Joshua H.
Yelp
Like many things in Boston, the name of the place is enough to strike fear into one. How the hell will I pronounce it? KAI-go? kai-GOH? KIH-go? etc. It being Boston, you know the name will be pronounced strangely, because the pronunciation of ALL place names in Massachusetts must be, according to state law, as unpredictable (and resistant to second-and-third guessing) as possible. Sometimes one can avoid this by referring to such places as Quincy ("KWIN-zy") or Waltham ("wal-THAMM" WTF?!) as "that strip mall outside of the city", but in this case I couldn't avoid it, as I had my heart set on ordering the "Kigo Classic". "KI-gah" I was corrected. WTF indeed.
These had been my thoughts as I ordered, and then waited for my food. I got the food, intent on going back to my office. The KI-gah classic, however, is not portable. No bag, no lid, no nada. So with the smelly undergrads was I forced to share my lunch.
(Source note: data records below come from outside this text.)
PR #419, opened 2015-12-30
Ability to configure state data structure. Resolves #385

### LINKED ISSUE #385: Ability to configure state storage implementation
There are currently two state storage implementations

1) Bucket tree #244 
2) Trie #243 

Currently, OBC is hard coded to use the bucket tree. We should add a configuration setting that allows us to choose an implementation before the genesis block is created.

We need to decide
1) Should this be a configuration setting managed by the user?
2) What recommendations do we provide?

OK, fine I thought, I'll scarf it down.
No such luck, unfortunately, because as soon as I bit in, all I could taste was BURNING. BURNT. SCORCHED. FLAMED. CARBON. BLACK HOOOOOLE. And not even like burnt meat. Like burnt lettuce* (*why one ever cooks lettuce is a mystery to me anyway, but I feel like that particular bit of cultural confusion may be either a) my fault b) the fault of certain, mainly East Asian cuisines, rather than c) the fault of KI-gah Asian Carbon-posing-as-food Factory). Its not like the whole dish was burnt. Then I could have returned it. It's just that the dish had picked up enough flakes of on-their-way-to-being diamonds of crusty black burnt lettuce/carbon from the grill that I could taste nothing else. And still cannot. Despite washing my meal down with tea, milk, crab juice, beer, and pure, uncut diamonds.
For gosh sake dudes, clean your grill or something.